● **Record extracts**
PR #3286, opened 2018-06-08
Use slug instead of slugified table name

SteamWind:
The `relationship.blade.php` view was using _slugified table name_ instead of the stored _URL Slug_ to access the store view.
This caused error when personalising BREAD url slug and having a belongsToMany relation pointing to it in an other BREAD.

### If you want to reproduce:

1. Create a BREAD with custom URL Slug (B1)
1. Create a BREAD (B2) with a belongs to many relation to the table of B1
1. Go to B2 and try to edit one row of data

### This throws this error:
`Route [voyager.slugified-table-name.store] not defined. (View: vendor/tcg/voyager/resources/views/formfields/relationship.blade.php) (View: vendor/tcg/voyager/resources/views/formfields/relationship.blade.php)`

### DIFF
--- a/resources/views/formfields/relationship.blade.php
+++ b/resources/views/formfields/relationship.blade.php
@@ -148,7 +148,7 @@
 					class="form-control @if(isset($options->taggable) && $options->taggable == 'on') select2-taggable @else select2 @endif" 
 					name="{{ $relationshipField }}[]" multiple
 					@if(isset($options->taggable) && $options->taggable == 'on')
-                        data-route="{{ route('voyager.' . $dataType->slug . '.store') }}"
+						data-route="{{ route('voyager.' . $dataType->slug . '.store') }}"
 						data-label="{{$options->label}}"
 						data-error-message="{{__('voyager::bread.error_tagging')}}"
 					@endif
--- a/resources/views/formfields/relationship.blade.php
+++ b/resources/views/formfields/relationship.blade.php
@@ -148,7 +148,7 @@
 					class="form-control @if(isset($options->taggable) && $options->taggable == 'on') select2-taggable @else select2 @endif" 
 					name="{{ $relationshipField }}[]" multiple
 					@if(isset($options->taggable) && $options->taggable == 'on')
-						data-route="{{ route('voyager.'.str_slug($options->table).'.store') }}"
+                        data-route="{{ route('voyager.' . $dataType->slug . '.store') }}"
 						data-label="{{$options->label}}"
 						data-error-message="{{__('voyager::bread.error_tagging')}}"
 					@endif


resources/views/formfields/relationship.blade.php
```diff
@@ -148,7 +148,7 @@
 					class="form-control @if(isset($options->taggable) && $options->taggable == 'on') select2-taggable @else select2 @endif" 
 					name="{{ $relationshipField }}[]" multiple
 					@if(isset($options->taggable) && $options->taggable == 'on')
-						data-route="{{ route('voyager.'.str_slug($options->table).'.store') }}"
+						data-route="{{ route('voyager.' . $dataType->slug . '.store') }}"
```
cyrildewit, line 151: I think this is not right.

My setup:
* B1: slug='events-test'
* B2: slug='applicants'
* B2 Belongs to Many Events (taggable=true)

When I dump the content of `$dataType->slug`, the output is: `applicants`. This should be `events-test`. 

```text
// Editing an applicant

@dump(route('voyager.'.str_slug($options->table).'.store'))) // => resulted in an expected error
@dump(route('voyager.'.$dataType->slug.'.store')) // => "http://sb-voyager-app.test/admin/applicants"
```

emptynick: Take a look here:
https://github.com/the-control-group/voyager/blob/1.1/src/Actions/ViewAction.php#L31

cyrildewit: I digged a little bit more into the code. The `data-route` value is used when the taggable option is enabled in a relationship. This feature allows us to create an new item instantly within the select box instead of manually creating a new event. This route must go to the `events-test.store` route because we're creating new `events` in this example. Otherwise it will create new applicants.

cyrildewit: I was able to solve it with: https://github.com/cyrildewit/voyager/blob/c558ede4f5d9a1f04f84277a91d527f2d1499472/resources/views/formfields/relationship.blade.php#L152

SteamWind: Hum, I don't understand everything but when we tag an event in B2, we need to store the value in B1 (Slug: `event-test`), you don't get this value?
I'll try it again

SteamWind: So if I put `Voyager::model('DataType')->where('name', $options->table)->first()->slug;` instead, it should work...

SteamWind: I properly retested my solution and it works well... I don't understand what's the problem.

SteamWind: Okay, both `Voyager::model('DataType')->where('name', $options->table)->first()->slug` and `$dataType->slug` works 🤔 
@cyrildewit 's solution use the same logic as `$option->table`. Mine use the opposite logic.

SteamWind:
If you didn't made a BREAD for the relation you are pointing at, `Voyager::model('DataType')->where('name', $options->table)->first()->slug` trows an error. (property of non-object)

● **What to produce**
The records above should be set down again word for word.

● **Written reply**
PR #3286, opened 2018-06-08
Use slug instead of slugified table name

SteamWind:
The `relationship.blade.php` view was using _slugified table name_ instead of the stored _URL Slug_ to access the store view.
This caused error when personalising BREAD url slug and having a belongsToMany relation pointing to it in an other BREAD.

### If you want to reproduce:

1. Create a BREAD with custom URL Slug (B1)
1. Create a BREAD (B2) with a belongs to many relation to the table of B1
1. Go to B2 and try to edit one row of data

### This throws this error:
`Route [voyager.slugified-table-name.store] not defined. (View: vendor/tcg/voyager/resources/views/formfields/relationship.blade.php) (View: vendor/tcg/voyager/resources/views/formfields/relationship.blade.php)`

### DIFF
--- a/resources/views/formfields/relationship.blade.php
+++ b/resources/views/formfields/relationship.blade.php
@@ -148,7 +148,7 @@
 					class="form-control @if(isset($options->taggable) && $options->taggable == 'on') select2-taggable @else select2 @endif" 
 					name="{{ $relationshipField }}[]" multiple
 					@if(isset($options->taggable) && $options->taggable == 'on')
-                        data-route="{{ route('voyager.' . $dataType->slug . '.store') }}"
+						data-route="{{ route('voyager.' . $dataType->slug . '.store') }}"
 						data-label="{{$options->label}}"
 						data-error-message="{{__('voyager::bread.error_tagging')}}"
 					@endif
--- a/resources/views/formfields/relationship.blade.php
+++ b/resources/views/formfields/relationship.blade.php
@@ -148,7 +148,7 @@
 					class="form-control @if(isset($options->taggable) && $options->taggable == 'on') select2-taggable @else select2 @endif" 
 					name="{{ $relationshipField }}[]" multiple
 					@if(isset($options->taggable) && $options->taggable == 'on')
-						data-route="{{ route('voyager.'.str_slug($options->table).'.store') }}"
+                        data-route="{{ route('voyager.' . $dataType->slug . '.store') }}"
 						data-label="{{$options->label}}"
 						data-error-message="{{__('voyager::bread.error_tagging')}}"
 					@endif


resources/views/formfields/relationship.blade.php
```diff
@@ -148,7 +148,7 @@
 					class="form-control @if(isset($options->taggable) && $options->taggable == 'on') select2-taggable @else select2 @endif" 
 					name="{{ $relationshipField }}[]" multiple
 					@if(isset($options->taggable) && $options->taggable == 'on')
-						data-route="{{ route('voyager.'.str_slug($options->table).'.store') }}"
+						data-route="{{ route('voyager.' . $dataType->slug . '.store') }}"
```
cyrildewit, line 151: I think this is not right.

My setup:
* B1: slug='events-test'
* B2: slug='applicants'
* B2 Belongs to Many Events (taggable=true)

When I dump the content of `$dataType->slug`, the output is: `applicants`. This should be `events-test`. 

```text
// Editing an applicant

@dump(route('voyager.'.str_slug($options->table).'.store'))) // => resulted in an expected error
@dump(route('voyager.'.$dataType->slug.'.store')) // => "http://sb-voyager-app.test/admin/applicants"
```

emptynick: Take a look here:
https://github.com/the-control-group/voyager/blob/1.1/src/Actions/ViewAction.php#L31

cyrildewit: I digged a little bit more into the code. The `data-route` value is used when the taggable option is enabled in a relationship. This feature allows us to create an new item instantly within the select box instead of manually creating a new event. This route must go to the `events-test.store` route because we're creating new `events` in this example. Otherwise it will create new applicants.

cyrildewit: I was able to solve it with: https://github.com/cyrildewit/voyager/blob/c558ede4f5d9a1f04f84277a91d527f2d1499472/resources/views/formfields/relationship.blade.php#L152

SteamWind: Hum, I don't understand everything but when we tag an event in B2, we need to store the value in B1 (Slug: `event-test`), you don't get this value?
I'll try it again

SteamWind: So if I put `Voyager::model('DataType')->where('name', $options->table)->first()->slug;` instead, it should work...

SteamWind: I properly retested my solution and it works well... I don't understand what's the problem.

SteamWind: Okay, both `Voyager::model('DataType')->where('name', $options->table)->first()->slug` and `$dataType->slug` works 🤔 
@cyrildewit 's solution use the same logic as `$option->table`. Mine use the opposite logic.

SteamWind:
If you didn't made a BREAD for the relation you are pointing at, `Voyager::model('DataType')->where('name', $options->table)->first()->slug` trows an error. (property of non-object)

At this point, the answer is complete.